Please return every line below that contains the string "what".

Data for analysis section start

PR #1231, opened 2024-09-04
add last_active info to cluster list

BelSasha:

PR #1227, opened 2024-09-03
By default, cluster list prints only running clusters

BelSasha:
Output will be as follows:

image

PR #1233, opened 2024-09-04
cluster list filters

BelSasha:
`runhouse cluster list --a`  output:
image


BelSasha:
> [!WARNING]
> <b>This pull request is not mergeable via GitHub because a downstack PR is open. Once all requirements are satisfied, merge this PR as a stack <a href="https://app.graphite.dev/github/pr/run-house/runhouse/1233?utm_source=stack-comment-downstack-mergeability-warning" >on Graphite</a>.</b>

* **#1233** <a href="https://app.graphite.dev/github/pr/run-house/runhouse/1233?utm_source=stack-comment-icon" target="_blank">Graphite</a> 👈
* **#1231** <a href="https://app.graphite.dev/github/pr/run-house/runhouse/1231?utm_source=stack-comment-icon" target="_blank">Graphite</a>
* **#1227** <a href="https://app.graphite.dev/github/pr/run-house/runhouse/1227?utm_source=stack-comment-icon" target="_blank">Graphite</a>
* **#1225** <a href="https://app.graphite.dev/github/pr/run-house/runhouse/1225?utm_source=stack-comment-icon" target="_blank">Graphite</a>
* `main`

<h2></h2>

runhouse/main.py
```diff
@@ -595,27 +593,94 @@ def status(
...
+            # Default behaviour: Print Running clusters that were active it the last 24 hours
+            now = datetime.datetime.utcnow().replace(tzinfo=datetime.timezone.utc)
+            if (now - last_active_at).total_seconds() <= LAST_ACTIVE_AT_TIMEFRAME:
+                table = _add_cluster_as_table_row(table, rh_cluster)
+
+
+def _print_msg_live_sky_clusters(live_clusters_not_in_den: int):
+    if live_clusters_not_in_den > 0:
+        live_sky_clusters_str = (
+            f"There are {live_clusters_not_in_den} live clusters that are not saved in Den."
```
jlewitt1, line 646: i think we can just write cluster(s) instead of branching on 1 vs more than 1 cluster

runhouse/main.py
```diff
@@ -595,27 +593,94 @@ def status(
...
+def supported_time_units():
+    return ", ".join(list(TIME_UNITS.keys()))
 
 
 @cluster_app.command("list")
-def cluster_list():
+def cluster_list(
+    get_all_clusters: bool = typer.Option(
+        False,
+        "--a",
```
jlewitt1, line 666:
```suggestion
        "--all",
```
(for the long option)

runhouse/main.py
```diff
@@ -595,27 +593,94 @@ def status(
...
+        "-a",
+        help="Get all den clusters. Up to 50 most recently active clusters will be displayed.",
```
jlewitt1, line 668: doesn't this also include sky clusters?

runhouse/resources/hardware/cluster.py
```diff
@@ -1957,3 +1964,195 @@ def _folder_mv(
...
+            den_clusters=den_clusters, sky_live_clusters=sky_live_clusters
+        )
+
+        (
+            running_clusters,
+            not_running_clusters,
+        ) = Cluster._get_running_and_not_running_clusters(clusters=den_clusters)
+        all_clusters = running_clusters + not_running_clusters
+
+        return all_clusters, running_clusters, sky_live_clusters
```
jlewitt1, line 2158: wondering if it makes more sense to return a single dict instead of seaparate lists, wdyt?

runhouse/resources/hardware/cluster.py
```diff
@@ -1957,3 +1964,195 @@ def _folder_mv(
...
+            cluster_filters=cluster_filters
+        )
+        if den_clusters_resp.status_code != 200:
+            logger.error(f"Failed to load {rns_client.username}'s clusters from Den")
+            den_clusters = []
+        else:
+            den_clusters = den_clusters_resp.json().get("data")
+
+        # get sky live clusters
+        sky_live_clusters = sky.status(refresh=True)
```
jlewitt1, line 2143: just confirming - does this by default only show live ones? (what about ones in "INIT" state for example?)

runhouse/resources/hardware/cluster.py
```diff
@@ -1957,3 +1964,195 @@ def _folder_mv(
...
+        )
+
+        return running_clusters, not_running_clusters
+
+    ###############################
+    # Cluster list
+    ###############################
+    @staticmethod
+    def list(
+        get_all_clusters: Optional[bool] = False,
```
jlewitt1, line 2119: do we need a param for this? or can we just say if the others aren't specifed then we just bring all of them

runhouse/main.py
BelSasha: Nope, if there live sky clusters that are not saved in den, a relevant message will be displayed.

runhouse/resources/hardware/cluster.py
BelSasha: Don't really have a strong opinion about that, we could return a single dict, probably it will be more elegant to do so.

runhouse/resources/hardware/cluster.py
BelSasha: According to skypilot [documentation](https://skypilot.readthedocs.io/en/latest/reference/api.html#sky-status), `sky.status()` will return clusters with the following statuses: `UP`, `INIT` or `STOPPED`. 

If the cluster is saved in den, we won't treat it as sky cluster, even if its status is `INIT` or `STOPPED`. 

It’s more of a product question, but we’ll probably need to decide how to handle `INIT` clusters that are saved to the den. I think it might be worth consulting with Donny about this because I remember him mentioning that we want to minimize the use of sky commands and create a wrapper around them, so users will interact with the Runhouse API instead of the Skypilot API.

runhouse/resources/hardware/cluster.py
BelSasha: hmm, i actually think that maybe it is worth keeping it.

If no filters are specified, the current default behaviour is that we display only running clusters that where active in the last 24 hours. Therefore, we won't need to get all clusters (running, terminated etc), and then filter the den response to match the default behaviour. Instead, we'll just send a query to den to get the running clusters in the last 24 hours.

BelSasha: rename `get_all_clusters` to `show_all`

runhouse/main.py
```diff
@@ -610,138 +610,140 @@ def get_clusters_from_den():
...
-        }
-        running_clusters.append(
-            cluster_info
-        ) if cluster_status == "running" else not_running_clusters.append(cluster_info)
+    all_clusters = clusters.get("all_clusters", None)
+    running_clusters = clusters.get("running_clusters", None)
+    sky_clusters = clusters.get("sky_clusters", None)
+
+    if not all_clusters:
+        console.print("No existing clusters.")
```
jlewitt1, line 711: can we avoid printing an empty table in this scenario? 
and the header that we show (Running: 0/0, Total Displayed), etc. can also be removed in this case

jlewitt1, line 711:
```suggestion
        console.print("No clusters found.")
```

runhouse/main.py
```diff
@@ -610,138 +610,140 @@ def get_clusters_from_den():
...
 
 
-@cluster_app.command("list")
-def cluster_list():
-    """Load Runhouse clusters"""
-    import sky
+def _create_output_table(
+    total_clusters: int, running_clusters: int, displayed_clusters: int
+):
+    displayed_running_clusters = (
```
jlewitt1, line 616: wondering if we should have some sort of pagination feature here, meaning if for example there are 100 clusters and we show 10 when the command is first run, we could make it easy for the user to toggle through the complete list. wdyt? 

cc @mkandler - we're doing something similar for the resources page in Den right now also

runhouse/resources/hardware/cluster.py
```diff
@@ -1959,3 +1967,202 @@ def _folder_mv(
 
     def _folder_exists(self, path: Union[str, Path]):
         return self.client.folder_exists(path=path)
+
+    ###################################
+    # Cluster list helping methods
+    ###################################
+
+    @staticmethod
+    def _parse_time_duration(duration: str):
```
jlewitt1, line 1976: some of these feel more like pure "utils", and less specific to the cluster class specifically. thoughts on moving these into the `utils.py` instead?

runhouse/resources/hardware/cluster.py
```diff
@@ -1959,3 +1967,202 @@ def _folder_mv(
...
+            logger.error(f"Failed to load {rns_client.username}'s clusters from Den")
+            den_clusters = []
+        else:
+            den_clusters = den_clusters_resp.json().get("data")
+
+        # get sky live clusters
+        sky_live_clusters = sky.status(refresh=True)
+
+        if not sky_live_clusters and not den_clusters:
+            return [], [], []
```
jlewitt1, line 2151:
```suggestion
            return {}
```

runhouse/resources/hardware/cluster.py
```diff
@@ -1959,3 +1967,202 @@ def _folder_mv(
...
+
+    ###############################
+    # Cluster list
+    ###############################
+    @staticmethod
+    def list(
+        show_all: Optional[bool] = False,
+        since: Optional[bool] = None,
+        status: Optional[Union[str, ResourceServerStatus]] = None,
+    ):
```
jlewitt1, line 2127: can we make this a classmethod instead and add docstrings?

runhouse/main.py
```diff
@@ -610,138 +610,140 @@ def get_clusters_from_den():
...
+    show_all: bool = typer.Option(
+        False,
+        "--a",
+        "--all",
+        help="Get all den clusters. Up to 50 most recently active clusters will be displayed.",
+    ),
+    since: Optional[str] = typer.Option(
+        None,
+        "--since",
+        help="Time duration to filter on. Minimum time to filter on is 1 minute. If the provided value will be less "
```
jlewitt1, line 683:
```suggestion
        help="Time duration to filter on. Minimum allowable filter is 1 minute. If the provided value will be less "
```

runhouse/main.py
```diff
@@ -610,138 +610,140 @@ def get_clusters_from_den():
...
+        "than that, the filter will be set to 1 minute by default. You may filter by seconds (s), "
+        "minutes (m), hours (h) or days (s). Examples: 30s, 15m, 2h, 3d.",
+    ),
+    cluster_status: Optional[str] = typer.Option(
+        None,
+        "--status",
+        help="Cluster status to filter on. Supported filter values: running, terminated, runhouse_daemon_down.",
```
jlewitt1, line 690: thoughts on changing the input option to `down` instead to make it easier for the CLI command? can still internally use the `runhouse_daemon_down` value

runhouse/main.py
```diff
@@ -610,138 +610,140 @@ def get_clusters_from_den():
...
+    ),
+):
+    """Load Runhouse clusters"""
+
+    # logged out case
+    if not rh.configs.token:
+        # TODO [SB]: adjust msg formatting (coloring etc)
+        sky_cli_command_formatted = f"{italic_bold_ansi}sky status -r{reset_format}"  # will be printed bold and italic
+        console.print(
+            f"This feature is available only for Den users. Please run {sky_cli_command_formatted} to get on-demand cluster(s) information or sign-up Den."
```
jlewitt1, line 700:
```suggestion
            f"Listing clusters requires a Runhouse token. Please run  `runhouse login` to get your token, or run {sky_cli_command_formatted} to list locally stored on-demand clusters."
```

runhouse/resources/hardware/cluster.py
```diff
@@ -1959,3 +1967,202 @@ def _folder_mv(
...
+
+        return running_clusters, not_running_clusters
+
+    ###############################
+    # Cluster list
+    ###############################
+    @staticmethod
+    def list(
+        show_all: Optional[bool] = False,
+        since: Optional[bool] = None,
```
jlewitt1, line 2125: isn't this a string?

runhouse/resources/hardware/cluster.py
```diff
@@ -1959,3 +1967,202 @@ def _folder_mv(
...
+        else:
+            den_clusters = den_clusters_resp.json().get("data")
+
+        # get sky live clusters
+        sky_live_clusters = sky.status(refresh=True)
+
+        if not sky_live_clusters and not den_clusters:
+            return [], [], []
+
+        sky_live_clusters = Cluster._get_unsaved_live_clusters(
```
jlewitt1, line 2153: a little confused by the naming - just to clarify:

`sky_live_clusters`: sky clusters found in the local sky DB but not saved in den? 
`running_clusters`: running clusters which are saved in Den?
`not running clusters`: clusters that are terminated / unknown / down which are also saved in Den?

runhouse/resources/hardware/cluster.py
```diff
@@ -1959,3 +1967,202 @@ def _folder_mv(
...
+            return
+
+        return time_duration
+
+    @staticmethod
+    def _parse_filters(since: str, cluster_status: str):
+        cluster_filters = {}
+
+        if since:
+            last_active_in: int = Cluster._parse_time_duration(
```
jlewitt1, line 2000: can we wrap in a try/except, so in the event an invalid value is passed in we just use the default?

runhouse/resources/hardware/cluster.py
BelSasha: exactly, will add this explanation as a comment

runhouse/main.py
```diff
@@ -590,159 +592,149 @@ def status(
...
-    else:
-        clusters_in_den = clusters_in_den_resp.json().get("data")
+    return table
 
-    clusters_in_den_names = [cluster.get("name") for cluster in clusters_in_den]
 
-    if not sky_clusters and not clusters_in_den:
-        console.print("No existing clusters.")
+def _add_clusters_to_output_table(
+    table: Table, clusters: list[Dict], filters_requested: dict = None
```
jlewitt1, line 637: doesnt look like we're using `filters_requested` param here

runhouse/main.py
```diff
@@ -590,159 +592,149 @@ def status(
...
+        table=table, clusters=clusters_to_print, filters_requested=filters_requested
+    )
 
     console.print(table)
 
-    if len(sky_clusters) > 0:
-        console.print(
-            f"There are {len(sky_clusters)} live cluster(s) that are not saved in Den. For more information, please run [bold italic]sky status -r[/bold italic]."
-        )
+    _print_msg_live_sky_clusters(sky_clusters=len(sky_clusters))
```
jlewitt1, line 737: small nit - if only using in one place no need for a separate helper for this print?

runhouse/resources/hardware/cluster.py
```diff
@@ -1946,3 +1950,162 @@ def _folder_mv(
 
     def _folder_exists(self, path: Union[str, Path]):
         return self.client.folder_exists(path=path)
+
+    @staticmethod
+    def get_clusters_from_den(cluster_filters: dict):
```
jlewitt1, line 1955: this one still feels odd to me being inside the `cluster` class. i would expect methods here to be specifc to a specific cluster object, not a retreival of multiple cluster objects. we could also keep it inthis file, just as a standalone func outside of the cluster class

runhouse/resources/hardware/cluster.py
```diff
@@ -1946,3 +1950,162 @@ def _folder_mv(
...
+        clusters_in_den_resp = rns_client.session.get(
+            f"{rns_client.api_server_url}/resource",
+            params=get_clusters_params,
+            headers=rns_client.request_headers(),
+        )
+
+        return clusters_in_den_resp
+
+    @staticmethod
+    def _get_unsaved_live_clusters(den_clusters: list[Dict], sky_live_clusters: list):
```
jlewitt1, line 1981: similar note as above, these aren't really methods that are speciifc to a specific runhouse cluster object, probably make sense for them to live elsewhere

runhouse/resources/hardware/cluster.py
```diff
@@ -1946,3 +1950,162 @@ def _folder_mv(
...
+        show_all: Optional[bool] = False,
+        since: Optional[str] = None,
+        status: Optional[Union[str, ResourceServerStatus]] = None,
+    ):
+        """
+        Returns user's runhouse clusters saved in Den. If filters are provided, only clusters that are matching the
+        filters are returned. If not filters are provided, clusters that were active in the last 24 hours are returned.
+
+        Args:
+            show_all Optional[bool]: Whether to get ALL user's clusters saved in den.
```
jlewitt1, line 2064: nit - we should be consistent and follow the same google doctrings format: https://sphinxcontrib-napoleon.readthedocs.io/en/latest/example_google.html

so for example: 
show_all (bool, optional)

jlewitt1, line 2064:
```suggestion
            show_all Optional[bool]: Whether to list all clusters saved in Den (max 50).
```

right now we aren't really listing all of them right? only until some max value?

runhouse/resources/hardware/cluster.py
```diff
@@ -1946,3 +1950,162 @@ def _folder_mv(
...
+            since Optional[int]: Clusters that were active in the last N seconds (= the provided value) will be returned.
```
jlewitt1, line 2065:
```suggestion
            since Optional[int]: Clusters that were active in the specified time period will be returned.
```

could also be minuites, days or hours?

runhouse/main.py
```diff
@@ -590,159 +592,149 @@ def status(
...
+        if running_clusters < displayed_clusters
+        else displayed_clusters
     )
+    table_title = f"[bold cyan]Clusters for {rns_client.username} (Running: {displayed_running_clusters}/{running_clusters}, Total Displayed: {displayed_clusters}/{total_clusters})[/bold cyan]"
 
-    return clusters_in_den_resp
+    table = Table(title=table_title)
 
+    if not filters_requested:
+        table.caption = f"[reset]Showing clusters that were active in the last {LAST_ACTIVE_AT_TIMEFRAME / HOUR} hours."
```
jlewitt1, line 611:
```suggestion
        table.caption = f"[reset]Showing clusters that were active in the last{int(LAST_ACTIVE_AT_TIMEFRAME / HOUR)} hours."
```

nit - looks cleaner as an int if we're showing hours

runhouse/resources/hardware/utils.py
```diff
@@ -248,3 +250,58 @@ def up_cluster_helper(cluster, capture_output: Union[bool, str] = True):
...
+
+        if cluster_status.lower() == "down":
+            # added server_down for BC
+            cluster_status = "runhouse_daemon_down"
+
+        elif cluster_status.lower() not in ResourceServerStatus.__members__.keys():
+            logger.warning(
+                f"Invalid cluster status provided ({cluster_status}), status filter set to 'Running'."
+            )
+            cluster_status = ResourceServerStatus.running.value
```
jlewitt1, line 303: should be able to just do `ResourceServerStatus.running` since that class inherits from `str`

runhouse/resources/hardware/cluster.py
```diff
@@ -1946,3 +1950,162 @@ def _folder_mv(
...
+                "Status": cluster_status,
+                "Last Active (UTC)": last_active_at,
+            }
+            running_clusters.append(
+                cluster_info
+            ) if cluster_status == "running" else not_running_clusters.append(
+                cluster_info
+            )
+
+        # TODO: will be used if we'll need to print not-running clusters
```
jlewitt1, line 2035: can remove?

runhouse/main.py
```diff
@@ -590,159 +592,149 @@ def status(
...
     # Sort not-running clusters by the 'Status' column
     # not_running_clusters = sorted(not_running_clusters, key=lambda x: x["Status"])
 
     # Sort clusters by the 'Last Active (UTC)' column
-    not_running_clusters = sorted(
-        not_running_clusters,
-        key=lambda x: (x["Last Active (UTC)"] is None, x["Last Active (UTC)"]),
-        reverse=True,
-    )
+    # not_running_clusters = sorted(
```
jlewitt1, line 708: still needed?

runhouse/main.py
```diff
@@ -590,159 +592,149 @@ def status(
...
+    show_all: bool = typer.Option(
+        False,
+        "--a",
+        "--all",
+        help="Get all den clusters. Up to 50 most recently active clusters will be displayed.",
+    ),
+    since: Optional[str] = typer.Option(
+        None,
+        "--since",
+        help="Time duration to filter on. Minimum allowable filter is 1 minute. If the provided value will be less "
```
jlewitt1, line 672:
```suggestion
        help="Time duration to filter on.  "
```
i think its duplicative since we already say the min allowable is 1 minute

runhouse/resources/hardware/cluster.py
BelSasha: yeah, makes sense. Moved to hardware utils file.

runhouse/resources/hardware/cluster.py
BelSasha: yeah, added usage example to the docstring.

runhouse/main.py
```diff
@@ -590,155 +592,129 @@ def status(
...
 
-    running_clusters = []
-    not_running_clusters = []
+@cluster_app.command("list")
+def cluster_list(
+    show_all: bool = typer.Option(
+        False,
+        "--a",
+        "--all",
+        help="Get all den clusters. Up to 50 most recently active clusters will be displayed.",
```
jlewitt1, line 658:
```suggestion
        help="Get all clusters saved in Den. Up to 50 most recently active clusters will be displayed.",
```

runhouse/main.py
```diff
@@ -590,155 +592,129 @@ def status(
     _print_status(cluster_status, current_cluster)
 
 
-def get_clusters_from_den():
-    get_clusters_params = {"resource_type": "cluster", "folder": rns_client.username}
-    clusters_in_den_resp = rns_client.session.get(
-        f"{rns_client.api_server_url}/resource",
-        params=get_clusters_params,
-        headers=rns_client.request_headers(),
+def _create_output_table(
```
jlewitt1, line 595: can we move some of these private "list" helpers into a separate file and out of main?

runhouse/resources/hardware/cluster.py
```diff
@@ -1946,3 +1954,65 @@ def _folder_mv(
...
+        status: Optional[Union[str, ResourceServerStatus]] = None,
+    ):
+        """
+        Returns user's runhouse clusters saved in Den. If filters are provided, only clusters that are matching the
+        filters are returned. If not filters are provided, clusters that were active in the last 24 hours are returned.
+
+        Args:
+            show_all (bool, optional): Whether to list all clusters saved in Den (max 50).
+            since (str, optional): Clusters that were active in the specified time period will be returned. Value can be in seconds (65s), minutes (3m), hours (2h) or days (7d).
+            status (str, ResourceServerStatus, optional): Clusters with the provided status will be returned.
```
jlewitt1, line 1975: I think it should be:

```suggestion
            status (Union[str, ResourceServerStatus], optional): Clusters with the provided status will be returned.
```

jlewitt1: actually why can't we only support receiving `ResourceServerStatus`?

runhouse/main.py
```diff
@@ -590,155 +592,129 @@ def status(
...
-        clusters_in_den = []
-    else:
-        clusters_in_den = clusters_in_den_resp.json().get("data")
+    return table
 
-    clusters_in_den_names = [cluster.get("name") for cluster in clusters_in_den]
 
-    if not sky_clusters and not clusters_in_den:
-        console.print("No existing clusters.")
+def _add_clusters_to_output_table(table: Table, clusters: list[Dict]):
```
jlewitt1, line 636: dumb nit, but since we're using `typing` here lets keep it consistent
```suggestion
def _add_clusters_to_output_table(table: Table, clusters: List[Dict]):
```

runhouse/resources/hardware/cluster.py
```diff
@@ -1946,3 +1954,65 @@ def _folder_mv(
...
+    @classmethod
+    def list(
+        cls,
+        show_all: Optional[bool] = False,
+        since: Optional[str] = None,
+        status: Optional[Union[str, ResourceServerStatus]] = None,
+    ):
+        """
+        Returns user's runhouse clusters saved in Den. If filters are provided, only clusters that are matching the
+        filters are returned. If not filters are provided, clusters that were active in the last 24 hours are returned.
```
jlewitt1, line 1970:
```suggestion
        filters are returned. If no filters are provided, clusters that were active in the last 24 hours are returned.
```

runhouse/resources/hardware/cluster.py
```diff
@@ -1946,3 +1954,65 @@ def _folder_mv(
...
+
+        Args:
+            show_all (bool, optional): Whether to list all clusters saved in Den (max 50).
```
jlewitt1, line 1973:
```suggestion
            show_all (bool, optional): Whether to list all clusters saved in Den. Maximum of 50 will be listed. (Default: False). 
```

runhouse/resources/hardware/cluster.py
```diff
@@ -1946,3 +1954,65 @@ def _folder_mv(
...
+            since (str, optional): Clusters that were active in the specified time period will be returned. Value can be in seconds (65s), minutes (3m), hours (2h) or days (7d).
```
jlewitt1, line 1974:
```suggestion
            since (str, optional): Clusters that were active in the specified time period will be returned. Value can be in seconds, minutes, hours or days.
```

I think would be good to show some examples in the docstrings below for how to use the "since" param:

```
    Examples:
        >>> Cluster.list(since="15s")
        >>> Cluster.list(since="3m")
        >>> Cluster.list(since="2h")
        >>> Cluster.list(since="7d")
```

runhouse/resources/hardware/cluster.py
```diff
@@ -1946,3 +1954,65 @@ def _folder_mv(
...
+            status (str, ResourceServerStatus, optional): Clusters with the provided status will be returned.
+        """
+
+        import sky
```
jlewitt1, line 1978: in theory we should be able to support this method + CLI command without even needing to install sky right? maybe we should wrap this in a try/except. wdyt?

runhouse/resources/hardware/utils.py
```diff
@@ -248,3 +252,148 @@ def up_cluster_helper(cluster, capture_output: Union[bool, str] = True):
...
+        if unit == "s" and value < 60:
+            value = 60
+
+        time_duration = value * TIME_UNITS.get(unit, 0)
+
+        if time_duration == 0 and value != 0:
+            logger.warning(
+                f"Filter is not applied, invalid time unit provided ({unit})."
+            )
+            return
```
jlewitt1, line 278: any reason not to also return the default here too?

runhouse/resources/hardware/utils.py
```diff
@@ -248,3 +252,148 @@ def up_cluster_helper(cluster, capture_output: Union[bool, str] = True):
...
+        if last_active_in:
+            cluster_filters["since"] = last_active_in
+
+    if cluster_status:
+
+        if cluster_status.lower() == "down":
+            # added server_down for BC
+            cluster_status = "runhouse_daemon_down"
+
+        elif cluster_status.lower() not in ResourceServerStatus.__members__.keys():
```
jlewitt1, line 301: related to my other note - if we change status to an enum we can delete this validation part

runhouse/main.py
BelSasha: yeah, agreed. I was thinking to do it as part of the cli and main.py revamp task, wdyt?

jlewitt1: if its not such a big lift to do now i think that would be good, just to have main be a little cleaner in the meantime as well

runhouse/main.py
```diff
@@ -590,155 +588,72 @@ def status(
...
+        "--all",
+        help="Get all clusters saved in Den. Up to 50 most recently active clusters will be displayed.",
+    ),
+    since: Optional[str] = typer.Option(
+        None,
+        "--since",
+        help="Time duration to filter on. Minimum allowable filter is 1 minute. You may filter by seconds (s), "
+        "minutes (m), hours (h) or days (s). Examples: 30s, 15m, 2h, 3d.",
+    ),
+    cluster_status: Optional[ResourceServerStatus] = typer.Option(
```
jlewitt1, line 605: this enum has more options than what we describe in the "help" message below, maybe we just create a new separate enum for this param?

runhouse/resources/hardware/cluster.py
```diff
@@ -1946,3 +1954,75 @@ def _folder_mv(
...
+    ###############################
+    @classmethod
+    def list(
+        cls,
+        show_all: Optional[bool] = False,
+        since: Optional[str] = None,
+        status: Optional[ResourceServerStatus] = None,
+    ):
+        """
+        Returns user's runhouse clusters saved in Den. If filters are provided, only clusters that are matching the
```
jlewitt1, line 1969: should distinguish between the sky clusters only saved locally and those in Den 

```suggestion
        Returns clusters saved in Den and locally via Sky. If filters are provided, only clusters that are matching the
```

runhouse/resources/hardware/cluster.py
```diff
@@ -1946,3 +1954,75 @@ def _folder_mv(
...
+    ###############################
+    # Cluster list
+    ###############################
+    @classmethod
+    def list(
+        cls,
+        show_all: Optional[bool] = False,
+        since: Optional[str] = None,
+        status: Optional[ResourceServerStatus] = None,
+    ):
```
jlewitt1, line 1967: I think this returns:
```suggestion
    ) -> Dict[str, List[Dict]] :
```

runhouse/utils.py
```diff
@@ -717,3 +721,68 @@ class StatusColors(str, Enum):
...
+        last_active_at_no_offset = str(last_active_at).split("+")[
+            0
+        ]  # The split is required to remove the offset (according to UTC)
+        rh_cluster["Last Active (UTC)"] = last_active_at_no_offset
+        rh_cluster["Status"] = StatusColors.get_status_color(rh_cluster.get("Status"))
+
+        table = add_cluster_as_table_row(table, rh_cluster)
+
+
+def print_sky_clusters_msg(sky_clusters_amount: int, console):
```
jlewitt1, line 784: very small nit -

Data for analysis section end

*Written answer*:
jlewitt1, line 2143: just confirming - does this by default only show live ones? (what about ones in "INIT" state for example?)
jlewitt1, line 605: this enum has more options than what we describe in the "help" message below, maybe we just create a new separate enum for this param?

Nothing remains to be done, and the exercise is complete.